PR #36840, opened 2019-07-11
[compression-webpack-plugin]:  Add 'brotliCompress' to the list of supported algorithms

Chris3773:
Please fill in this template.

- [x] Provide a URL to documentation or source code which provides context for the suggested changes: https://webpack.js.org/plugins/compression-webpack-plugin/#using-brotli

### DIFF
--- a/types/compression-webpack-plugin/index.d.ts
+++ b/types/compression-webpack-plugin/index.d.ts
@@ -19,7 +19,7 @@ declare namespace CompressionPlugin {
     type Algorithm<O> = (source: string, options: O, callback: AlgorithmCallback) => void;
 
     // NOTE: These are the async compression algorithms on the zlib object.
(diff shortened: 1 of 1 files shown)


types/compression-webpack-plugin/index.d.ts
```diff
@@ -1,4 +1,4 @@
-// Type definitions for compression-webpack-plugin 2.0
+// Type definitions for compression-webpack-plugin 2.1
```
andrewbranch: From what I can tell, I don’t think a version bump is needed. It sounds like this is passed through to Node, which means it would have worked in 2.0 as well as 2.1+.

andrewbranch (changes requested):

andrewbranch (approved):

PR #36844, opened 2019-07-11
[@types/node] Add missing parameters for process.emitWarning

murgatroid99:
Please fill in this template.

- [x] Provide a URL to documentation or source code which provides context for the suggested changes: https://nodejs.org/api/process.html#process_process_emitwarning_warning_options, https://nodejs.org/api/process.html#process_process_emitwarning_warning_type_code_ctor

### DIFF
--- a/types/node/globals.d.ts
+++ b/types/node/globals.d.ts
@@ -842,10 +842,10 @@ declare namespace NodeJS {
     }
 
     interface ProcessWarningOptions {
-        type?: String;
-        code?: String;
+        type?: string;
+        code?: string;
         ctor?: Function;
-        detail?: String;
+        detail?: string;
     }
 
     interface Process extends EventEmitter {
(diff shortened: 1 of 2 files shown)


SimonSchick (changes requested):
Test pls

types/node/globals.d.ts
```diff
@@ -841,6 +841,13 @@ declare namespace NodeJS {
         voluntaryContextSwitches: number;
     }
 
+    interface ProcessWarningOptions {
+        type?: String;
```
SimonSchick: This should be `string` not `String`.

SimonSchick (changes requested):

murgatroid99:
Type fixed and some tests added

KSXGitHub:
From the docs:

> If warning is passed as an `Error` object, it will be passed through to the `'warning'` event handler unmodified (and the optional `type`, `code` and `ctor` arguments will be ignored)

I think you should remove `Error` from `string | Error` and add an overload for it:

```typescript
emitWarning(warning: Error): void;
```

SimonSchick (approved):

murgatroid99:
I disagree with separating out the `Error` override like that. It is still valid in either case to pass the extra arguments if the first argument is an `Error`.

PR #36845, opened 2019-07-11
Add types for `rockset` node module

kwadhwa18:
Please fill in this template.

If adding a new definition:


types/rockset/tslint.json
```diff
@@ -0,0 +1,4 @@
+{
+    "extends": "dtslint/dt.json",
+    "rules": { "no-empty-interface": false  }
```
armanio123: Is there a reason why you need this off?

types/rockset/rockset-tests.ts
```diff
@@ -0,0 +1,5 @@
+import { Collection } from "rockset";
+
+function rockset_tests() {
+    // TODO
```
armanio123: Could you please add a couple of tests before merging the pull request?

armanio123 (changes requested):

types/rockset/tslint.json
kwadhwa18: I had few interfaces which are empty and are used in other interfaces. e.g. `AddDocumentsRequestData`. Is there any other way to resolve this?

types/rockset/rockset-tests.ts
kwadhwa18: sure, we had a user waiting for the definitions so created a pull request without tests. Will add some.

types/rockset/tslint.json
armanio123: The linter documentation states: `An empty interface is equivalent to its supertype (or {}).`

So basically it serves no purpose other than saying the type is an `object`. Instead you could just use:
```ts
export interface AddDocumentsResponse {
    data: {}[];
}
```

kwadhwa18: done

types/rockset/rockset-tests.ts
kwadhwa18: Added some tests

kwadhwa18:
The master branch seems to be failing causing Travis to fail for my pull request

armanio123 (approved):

|---|

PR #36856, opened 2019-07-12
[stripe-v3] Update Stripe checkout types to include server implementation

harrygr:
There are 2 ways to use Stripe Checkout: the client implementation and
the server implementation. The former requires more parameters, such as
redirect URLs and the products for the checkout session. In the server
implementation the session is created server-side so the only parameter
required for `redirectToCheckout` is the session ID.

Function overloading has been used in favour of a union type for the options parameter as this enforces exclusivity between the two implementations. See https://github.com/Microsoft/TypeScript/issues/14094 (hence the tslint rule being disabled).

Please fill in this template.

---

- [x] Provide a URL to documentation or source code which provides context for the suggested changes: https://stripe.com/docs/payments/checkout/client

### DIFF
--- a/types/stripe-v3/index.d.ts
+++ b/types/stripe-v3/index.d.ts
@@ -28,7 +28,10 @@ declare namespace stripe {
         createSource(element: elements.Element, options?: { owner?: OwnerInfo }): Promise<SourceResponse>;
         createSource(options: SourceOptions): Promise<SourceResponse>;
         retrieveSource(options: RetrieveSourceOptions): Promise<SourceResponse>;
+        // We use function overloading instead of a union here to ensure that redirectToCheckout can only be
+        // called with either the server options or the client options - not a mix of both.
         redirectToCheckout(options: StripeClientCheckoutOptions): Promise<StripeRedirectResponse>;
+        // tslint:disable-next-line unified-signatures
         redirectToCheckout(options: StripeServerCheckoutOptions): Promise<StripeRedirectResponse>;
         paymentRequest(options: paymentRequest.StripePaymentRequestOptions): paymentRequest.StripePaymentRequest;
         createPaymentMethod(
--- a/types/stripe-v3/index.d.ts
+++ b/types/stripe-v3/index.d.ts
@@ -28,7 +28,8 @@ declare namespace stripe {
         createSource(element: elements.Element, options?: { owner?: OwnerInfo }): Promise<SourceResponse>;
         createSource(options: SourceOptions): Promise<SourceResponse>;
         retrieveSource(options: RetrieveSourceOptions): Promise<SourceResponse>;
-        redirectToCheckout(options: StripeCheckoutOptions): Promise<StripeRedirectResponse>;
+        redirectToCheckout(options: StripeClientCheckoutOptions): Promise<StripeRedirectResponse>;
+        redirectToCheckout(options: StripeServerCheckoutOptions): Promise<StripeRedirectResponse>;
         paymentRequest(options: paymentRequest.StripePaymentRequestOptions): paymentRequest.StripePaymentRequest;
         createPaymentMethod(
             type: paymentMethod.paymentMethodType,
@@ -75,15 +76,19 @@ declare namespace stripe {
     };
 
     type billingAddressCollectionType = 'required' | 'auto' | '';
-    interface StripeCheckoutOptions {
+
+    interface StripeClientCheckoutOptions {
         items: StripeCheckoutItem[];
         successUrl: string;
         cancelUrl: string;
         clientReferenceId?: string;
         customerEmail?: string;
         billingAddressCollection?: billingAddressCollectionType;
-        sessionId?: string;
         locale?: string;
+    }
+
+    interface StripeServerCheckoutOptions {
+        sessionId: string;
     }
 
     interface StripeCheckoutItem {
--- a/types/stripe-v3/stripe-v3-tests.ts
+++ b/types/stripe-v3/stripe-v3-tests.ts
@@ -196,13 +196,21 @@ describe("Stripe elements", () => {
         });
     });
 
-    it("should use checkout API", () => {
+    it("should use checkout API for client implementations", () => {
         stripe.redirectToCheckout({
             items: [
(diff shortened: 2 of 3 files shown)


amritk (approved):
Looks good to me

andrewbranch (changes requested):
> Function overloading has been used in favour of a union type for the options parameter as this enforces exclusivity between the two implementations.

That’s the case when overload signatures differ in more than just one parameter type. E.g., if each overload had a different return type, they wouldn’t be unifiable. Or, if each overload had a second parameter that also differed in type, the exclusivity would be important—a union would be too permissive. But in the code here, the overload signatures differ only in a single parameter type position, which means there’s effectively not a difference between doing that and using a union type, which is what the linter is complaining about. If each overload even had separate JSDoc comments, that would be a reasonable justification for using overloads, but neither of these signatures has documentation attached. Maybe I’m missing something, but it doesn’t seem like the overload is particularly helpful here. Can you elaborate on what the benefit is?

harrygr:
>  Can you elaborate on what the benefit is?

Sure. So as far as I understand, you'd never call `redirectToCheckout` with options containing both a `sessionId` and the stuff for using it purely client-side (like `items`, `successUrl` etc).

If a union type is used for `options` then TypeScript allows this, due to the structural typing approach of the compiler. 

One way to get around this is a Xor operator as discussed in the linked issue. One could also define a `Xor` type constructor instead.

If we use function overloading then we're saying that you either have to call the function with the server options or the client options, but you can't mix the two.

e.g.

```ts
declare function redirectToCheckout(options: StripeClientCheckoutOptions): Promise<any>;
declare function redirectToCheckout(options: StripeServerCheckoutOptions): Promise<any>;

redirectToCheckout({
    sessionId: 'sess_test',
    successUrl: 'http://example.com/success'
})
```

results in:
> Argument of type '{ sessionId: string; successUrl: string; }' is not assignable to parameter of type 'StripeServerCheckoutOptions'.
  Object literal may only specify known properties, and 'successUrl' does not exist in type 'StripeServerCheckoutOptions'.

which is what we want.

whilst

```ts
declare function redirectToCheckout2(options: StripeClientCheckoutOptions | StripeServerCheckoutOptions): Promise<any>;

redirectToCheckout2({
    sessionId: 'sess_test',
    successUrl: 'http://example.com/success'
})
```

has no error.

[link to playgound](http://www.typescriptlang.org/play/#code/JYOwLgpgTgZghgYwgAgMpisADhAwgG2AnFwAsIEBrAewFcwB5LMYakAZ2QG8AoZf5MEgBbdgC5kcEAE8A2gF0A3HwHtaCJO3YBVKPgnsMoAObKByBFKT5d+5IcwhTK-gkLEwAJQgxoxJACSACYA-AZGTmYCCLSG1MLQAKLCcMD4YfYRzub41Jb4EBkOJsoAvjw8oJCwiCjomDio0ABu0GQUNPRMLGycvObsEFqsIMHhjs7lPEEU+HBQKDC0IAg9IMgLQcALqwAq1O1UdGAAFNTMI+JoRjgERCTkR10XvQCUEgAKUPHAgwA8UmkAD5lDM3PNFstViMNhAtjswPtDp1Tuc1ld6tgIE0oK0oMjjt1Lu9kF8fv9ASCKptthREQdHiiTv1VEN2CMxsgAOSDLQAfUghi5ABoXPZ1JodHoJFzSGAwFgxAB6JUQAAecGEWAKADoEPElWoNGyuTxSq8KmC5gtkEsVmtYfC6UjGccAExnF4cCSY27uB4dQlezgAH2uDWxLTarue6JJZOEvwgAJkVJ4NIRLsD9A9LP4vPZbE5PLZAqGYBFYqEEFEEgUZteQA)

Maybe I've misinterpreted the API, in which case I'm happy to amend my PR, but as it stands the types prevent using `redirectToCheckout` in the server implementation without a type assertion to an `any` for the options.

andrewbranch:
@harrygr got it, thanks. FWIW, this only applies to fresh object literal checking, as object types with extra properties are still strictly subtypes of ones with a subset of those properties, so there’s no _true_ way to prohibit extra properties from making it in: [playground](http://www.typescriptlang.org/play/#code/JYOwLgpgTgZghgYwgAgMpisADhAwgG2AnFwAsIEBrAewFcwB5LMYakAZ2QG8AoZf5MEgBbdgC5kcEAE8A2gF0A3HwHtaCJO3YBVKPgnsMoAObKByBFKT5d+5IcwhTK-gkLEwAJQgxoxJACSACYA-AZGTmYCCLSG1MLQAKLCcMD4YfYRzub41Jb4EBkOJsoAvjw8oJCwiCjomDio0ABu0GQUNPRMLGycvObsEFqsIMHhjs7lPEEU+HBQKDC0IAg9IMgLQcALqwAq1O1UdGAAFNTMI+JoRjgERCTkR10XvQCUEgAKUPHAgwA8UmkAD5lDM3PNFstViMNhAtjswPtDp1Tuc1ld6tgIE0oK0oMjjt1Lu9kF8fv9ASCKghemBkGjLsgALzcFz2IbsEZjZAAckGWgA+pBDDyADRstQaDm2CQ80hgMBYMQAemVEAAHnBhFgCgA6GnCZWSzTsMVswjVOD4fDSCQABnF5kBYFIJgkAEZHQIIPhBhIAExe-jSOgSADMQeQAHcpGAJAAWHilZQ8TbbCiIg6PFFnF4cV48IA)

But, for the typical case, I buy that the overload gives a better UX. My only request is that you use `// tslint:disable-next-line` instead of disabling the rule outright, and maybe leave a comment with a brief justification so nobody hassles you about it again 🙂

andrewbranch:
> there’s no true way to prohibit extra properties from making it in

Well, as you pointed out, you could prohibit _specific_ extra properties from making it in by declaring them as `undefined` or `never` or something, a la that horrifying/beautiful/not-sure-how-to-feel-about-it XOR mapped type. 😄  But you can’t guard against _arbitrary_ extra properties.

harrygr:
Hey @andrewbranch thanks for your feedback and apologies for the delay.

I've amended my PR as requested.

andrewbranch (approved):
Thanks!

|---|

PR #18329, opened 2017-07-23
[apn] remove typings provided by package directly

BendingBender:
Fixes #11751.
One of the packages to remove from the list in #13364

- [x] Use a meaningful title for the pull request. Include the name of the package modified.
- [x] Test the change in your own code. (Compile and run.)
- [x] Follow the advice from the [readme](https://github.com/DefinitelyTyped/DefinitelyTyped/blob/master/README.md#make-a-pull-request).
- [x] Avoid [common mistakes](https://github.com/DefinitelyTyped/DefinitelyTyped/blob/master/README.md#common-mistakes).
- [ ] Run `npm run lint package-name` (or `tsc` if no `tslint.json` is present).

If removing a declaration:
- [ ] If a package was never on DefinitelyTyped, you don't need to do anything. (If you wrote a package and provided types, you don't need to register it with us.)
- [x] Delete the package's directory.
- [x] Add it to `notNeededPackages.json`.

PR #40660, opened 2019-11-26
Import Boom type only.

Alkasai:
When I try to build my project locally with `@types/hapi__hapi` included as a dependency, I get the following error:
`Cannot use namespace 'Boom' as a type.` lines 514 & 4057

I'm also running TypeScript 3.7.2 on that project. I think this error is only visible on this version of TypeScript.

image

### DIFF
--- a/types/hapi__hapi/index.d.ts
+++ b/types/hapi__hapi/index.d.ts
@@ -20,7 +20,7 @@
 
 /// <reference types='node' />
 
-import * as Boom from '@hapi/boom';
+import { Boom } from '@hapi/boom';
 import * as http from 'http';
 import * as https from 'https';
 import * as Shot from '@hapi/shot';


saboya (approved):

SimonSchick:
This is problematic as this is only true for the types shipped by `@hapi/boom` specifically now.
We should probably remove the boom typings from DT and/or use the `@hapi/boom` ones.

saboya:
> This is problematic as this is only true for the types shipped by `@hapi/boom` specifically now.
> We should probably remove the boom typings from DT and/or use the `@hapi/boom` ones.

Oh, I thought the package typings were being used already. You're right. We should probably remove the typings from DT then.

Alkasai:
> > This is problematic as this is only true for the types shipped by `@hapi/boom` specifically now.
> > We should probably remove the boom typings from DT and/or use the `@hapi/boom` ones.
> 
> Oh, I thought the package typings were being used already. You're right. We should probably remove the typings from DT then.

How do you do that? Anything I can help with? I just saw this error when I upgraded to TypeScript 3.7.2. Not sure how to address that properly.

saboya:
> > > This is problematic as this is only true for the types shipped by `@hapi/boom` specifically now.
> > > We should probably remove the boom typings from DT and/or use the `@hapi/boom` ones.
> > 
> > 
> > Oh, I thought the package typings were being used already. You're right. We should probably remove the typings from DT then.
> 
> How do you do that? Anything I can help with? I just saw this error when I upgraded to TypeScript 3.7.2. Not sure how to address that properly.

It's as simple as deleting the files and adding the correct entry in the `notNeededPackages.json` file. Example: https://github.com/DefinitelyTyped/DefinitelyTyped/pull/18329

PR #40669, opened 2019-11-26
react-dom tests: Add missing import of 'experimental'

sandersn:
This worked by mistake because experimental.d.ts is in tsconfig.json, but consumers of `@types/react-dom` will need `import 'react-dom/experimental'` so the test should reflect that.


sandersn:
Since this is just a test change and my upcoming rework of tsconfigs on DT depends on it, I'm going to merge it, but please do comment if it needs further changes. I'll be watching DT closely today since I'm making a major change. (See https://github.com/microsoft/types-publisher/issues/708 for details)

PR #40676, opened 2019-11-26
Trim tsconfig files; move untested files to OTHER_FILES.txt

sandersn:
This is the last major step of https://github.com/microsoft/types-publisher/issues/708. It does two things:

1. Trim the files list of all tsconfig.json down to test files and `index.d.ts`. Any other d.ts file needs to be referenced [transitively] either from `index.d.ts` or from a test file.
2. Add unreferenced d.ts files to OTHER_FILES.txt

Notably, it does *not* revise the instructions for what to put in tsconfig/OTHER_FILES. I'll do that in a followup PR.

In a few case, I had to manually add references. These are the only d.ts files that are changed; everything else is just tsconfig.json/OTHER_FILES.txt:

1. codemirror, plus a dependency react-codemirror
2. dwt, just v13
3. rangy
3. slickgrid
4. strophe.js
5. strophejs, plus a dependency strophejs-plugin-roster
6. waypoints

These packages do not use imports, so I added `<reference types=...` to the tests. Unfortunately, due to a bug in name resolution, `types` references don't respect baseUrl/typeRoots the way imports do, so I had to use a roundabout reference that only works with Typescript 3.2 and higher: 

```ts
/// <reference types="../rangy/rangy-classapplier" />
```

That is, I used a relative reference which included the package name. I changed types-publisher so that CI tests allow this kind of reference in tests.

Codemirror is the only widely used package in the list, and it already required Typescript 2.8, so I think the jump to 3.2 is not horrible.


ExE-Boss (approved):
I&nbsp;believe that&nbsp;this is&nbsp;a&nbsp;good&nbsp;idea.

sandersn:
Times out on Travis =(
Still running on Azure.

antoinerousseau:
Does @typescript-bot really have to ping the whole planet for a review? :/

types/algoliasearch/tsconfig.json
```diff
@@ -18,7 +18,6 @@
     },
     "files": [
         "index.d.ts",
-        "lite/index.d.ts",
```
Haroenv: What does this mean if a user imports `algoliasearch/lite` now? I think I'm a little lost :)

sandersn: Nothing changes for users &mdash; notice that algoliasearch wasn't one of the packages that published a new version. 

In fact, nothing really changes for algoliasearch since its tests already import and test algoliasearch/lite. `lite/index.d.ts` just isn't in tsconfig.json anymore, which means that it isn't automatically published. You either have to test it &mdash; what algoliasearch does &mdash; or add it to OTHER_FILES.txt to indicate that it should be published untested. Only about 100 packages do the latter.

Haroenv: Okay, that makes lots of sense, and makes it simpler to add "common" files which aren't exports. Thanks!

|---|

- _Brief_:
All that is wanted is the stretch of lines above from the one containing "PR #36840, opened 2019-07-11" through the one containing "--- a/types/compression-webpack-plugin/index.d.ts", duplicated exactly.

- _Answer to this problem_:
PR #36840, opened 2019-07-11
[compression-webpack-plugin]:  Add 'brotliCompress' to the list of supported algorithms

Chris3773:
Please fill in this template.

- [x] Provide a URL to documentation or source code which provides context for the suggested changes: https://webpack.js.org/plugins/compression-webpack-plugin/#using-brotli

### DIFF
--- a/types/compression-webpack-plugin/index.d.ts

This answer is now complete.